Directions for this task: Count the lines in the records beneath this task that contain the string "pull", then give the count by itself.

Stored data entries
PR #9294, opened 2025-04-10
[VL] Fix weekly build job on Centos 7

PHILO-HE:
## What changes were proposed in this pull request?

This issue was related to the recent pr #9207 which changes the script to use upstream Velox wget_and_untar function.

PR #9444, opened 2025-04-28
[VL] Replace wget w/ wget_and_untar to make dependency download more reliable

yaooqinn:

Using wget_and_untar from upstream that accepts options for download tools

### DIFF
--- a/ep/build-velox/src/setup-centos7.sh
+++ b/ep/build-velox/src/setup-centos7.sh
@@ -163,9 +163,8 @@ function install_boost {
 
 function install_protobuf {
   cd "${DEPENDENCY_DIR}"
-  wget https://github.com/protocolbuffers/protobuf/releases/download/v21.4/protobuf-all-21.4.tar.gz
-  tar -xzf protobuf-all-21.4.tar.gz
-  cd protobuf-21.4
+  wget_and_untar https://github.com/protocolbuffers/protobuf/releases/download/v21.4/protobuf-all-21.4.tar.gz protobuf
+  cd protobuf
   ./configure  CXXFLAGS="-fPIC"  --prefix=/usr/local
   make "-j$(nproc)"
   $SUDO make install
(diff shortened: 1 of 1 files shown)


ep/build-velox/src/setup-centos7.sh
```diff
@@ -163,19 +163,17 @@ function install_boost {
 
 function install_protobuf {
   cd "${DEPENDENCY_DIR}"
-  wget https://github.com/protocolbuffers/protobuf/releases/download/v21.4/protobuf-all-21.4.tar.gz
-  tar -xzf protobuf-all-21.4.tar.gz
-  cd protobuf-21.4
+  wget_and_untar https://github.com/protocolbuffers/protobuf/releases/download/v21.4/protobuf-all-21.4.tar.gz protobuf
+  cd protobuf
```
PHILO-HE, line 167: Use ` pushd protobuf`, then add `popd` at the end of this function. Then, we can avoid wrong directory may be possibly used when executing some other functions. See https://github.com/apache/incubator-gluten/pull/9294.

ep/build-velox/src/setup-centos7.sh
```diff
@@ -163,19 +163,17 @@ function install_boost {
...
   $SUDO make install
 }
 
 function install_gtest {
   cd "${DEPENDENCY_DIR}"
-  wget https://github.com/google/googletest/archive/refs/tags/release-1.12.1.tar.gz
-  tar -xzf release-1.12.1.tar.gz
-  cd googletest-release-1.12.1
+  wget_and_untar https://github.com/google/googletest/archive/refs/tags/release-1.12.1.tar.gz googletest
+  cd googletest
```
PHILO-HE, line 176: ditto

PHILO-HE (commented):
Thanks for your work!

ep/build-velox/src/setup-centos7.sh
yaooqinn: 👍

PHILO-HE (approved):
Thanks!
---
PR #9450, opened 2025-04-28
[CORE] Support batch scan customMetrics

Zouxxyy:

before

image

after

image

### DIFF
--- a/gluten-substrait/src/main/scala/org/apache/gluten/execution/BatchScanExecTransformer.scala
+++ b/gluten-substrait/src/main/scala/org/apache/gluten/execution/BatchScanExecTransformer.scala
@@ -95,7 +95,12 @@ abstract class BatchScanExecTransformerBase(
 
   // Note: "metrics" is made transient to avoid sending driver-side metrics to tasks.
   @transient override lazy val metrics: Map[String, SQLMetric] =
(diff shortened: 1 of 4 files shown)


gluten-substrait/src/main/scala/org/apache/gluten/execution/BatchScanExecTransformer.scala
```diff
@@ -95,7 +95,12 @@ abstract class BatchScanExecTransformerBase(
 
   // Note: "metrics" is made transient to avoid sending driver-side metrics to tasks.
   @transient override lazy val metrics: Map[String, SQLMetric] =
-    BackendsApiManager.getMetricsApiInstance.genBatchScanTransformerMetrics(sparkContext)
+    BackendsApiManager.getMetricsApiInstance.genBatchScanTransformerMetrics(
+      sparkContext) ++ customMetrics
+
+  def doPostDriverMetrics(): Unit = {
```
...
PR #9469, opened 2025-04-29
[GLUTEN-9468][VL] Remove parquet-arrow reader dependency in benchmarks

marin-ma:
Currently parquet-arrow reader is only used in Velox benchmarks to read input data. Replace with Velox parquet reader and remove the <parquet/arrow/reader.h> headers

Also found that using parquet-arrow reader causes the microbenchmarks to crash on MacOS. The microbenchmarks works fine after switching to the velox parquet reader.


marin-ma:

Exercise response: 2